Figure 4
From: Skeletal muscle overexpression of sAnk1.5 in transgenic mice does not predispose to type 2 diabetes
Intra-peritoneal glucose (IPGTT), insulin levels and intra-peritoneal insulin tolerance tests (IPITT) in chow-fed mice. (a) IPGTT was performed on WT and transgenic mice at 2, 7, 10 and 12 months of age (n = 25 WT and 25 TgsAnk1.5/+; 22 WT and 24 TgsAnk1.5/+; 25 WT and 25 TgsAnk1.5/+; 15 WT and 16 TgsAnk1.5/+, respectively).

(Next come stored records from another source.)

PR #9658, opened 2023-12-15
exit after closing the auth window

st0ne77:
exit after closing the auth window


akallabeth (changes requested):
better push the error as result for the wait loop.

Mice were fasted overnight for 17 h, and glucose (2 g/kg) was administered through intraperitoneal injection. Blood glucose concentration was measured at 0, 30-, 60-, 120-, and 180-min following injection. (b) AUC ± SD calculated from glycemic curves reported in (a). (c) Serum insulin levels (ng/ml ± SD) in WT and TgsAnk1.5/+ mice following 17 h of fasting, and 15 and 60 min after glucose administration (2 g/kg). (d) IPITT was performed on 12-month-old WT and transgenic mice. Mice were fasted daily for 5 h, and insulin (1 U/kg) was administered through intraperitoneal injection. Blood glucose concentration was measured at 0, 15-, 30-, 60-, 90-, and 120 min following injection. e: AUC ± SD calculated from glycemic curves reported in (d). (f) Western blot analyses of AKT phosphorylation at serine 473 in the gastrocnemius muscle from WT and TgsAnk1.5/+ mice. (g) Densitometric analysis of p-AKTSer473, p-AKTThr308 (see also Supplementary Fig. S2 online) and total AKT, using actin (ponceau S staining) as a normalizer, is expressed as fold levels of pAKT/totalAKT ratio ± SD, relative to WT mice. *p < 0.01, Student’s t-test. Original blots/gels are reported in Supplementary Fig. S2 online.